EXERCISE MATERIALS:
PR #849, opened 2019-11-05
Prevent creating ShimAdoptedStyleSheets if not instance of TemplateResult

JaySunSyn:
Pointing to this issue https://stackoverflow.com/questions/58519848/styles-are-not-applied-to-the-litelement-in-safari-firefox

If `templateResult` was not a TemplateResult instance, the ShimAdoptedStyleSheets were still created.

If `templateResult` becomes an instance of TemplateResult afterwards, ShimAdoptedStyleSheets are not created anymore because _needsShimAdoptedStyleSheets prevents creating them more than once.

### DIFF
--- a/src/lit-element.ts
+++ b/src/lit-element.ts
@@ -196,15 +196,15 @@ export class LitElement extends UpdatingElement {
     super.update(changedProperties);
     const templateResult = this.render() as unknown;
 
-    if (templateResult instanceof TemplateResult) {
+    if (templateResult instanceof TemplateResult === false) {
       return;
     }
     
     (this.constructor as typeof LitElement)
-          .render(
-              templateResult,
-              this.renderRoot,
-              {scopeName: this.localName, eventContext: this});
+      .render(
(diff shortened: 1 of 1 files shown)


src/lit-element.ts
```diff
@@ -195,13 +195,17 @@ export class LitElement extends UpdatingElement {
   protected update(changedProperties: PropertyValues) {
     super.update(changedProperties);
     const templateResult = this.render() as unknown;
+
     if (templateResult instanceof TemplateResult) {
-      (this.constructor as typeof LitElement)
+      return;
```
justinfagnani: Did you mean to negate the instanceof check above?

JaySunSyn: Yes!
Wow, that 2nd commit didn't get pushed.

JaySunSyn:
I pushed the fixes.

justinfagnani:
This is fixed in Lit 2, which takes a pretty different approach to appending static styles.

PR #850, opened 2019-11-06
Add a "bundle" build target

slightlyoff:
Adds a supported way to invoke rollup to generate `lit-element.bundled.js` so I don't have to dig it out of `./node_modules/` any more.


justinfagnani:
We're going to publish bundles on lit.dev for Lit 2: https://github.com/lit/lit/issues/1257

WHAT IS REQUIRED: Please work out how many lines of the data include the string "created" and reply with the number alone.

EXPECTED ANSWER: 2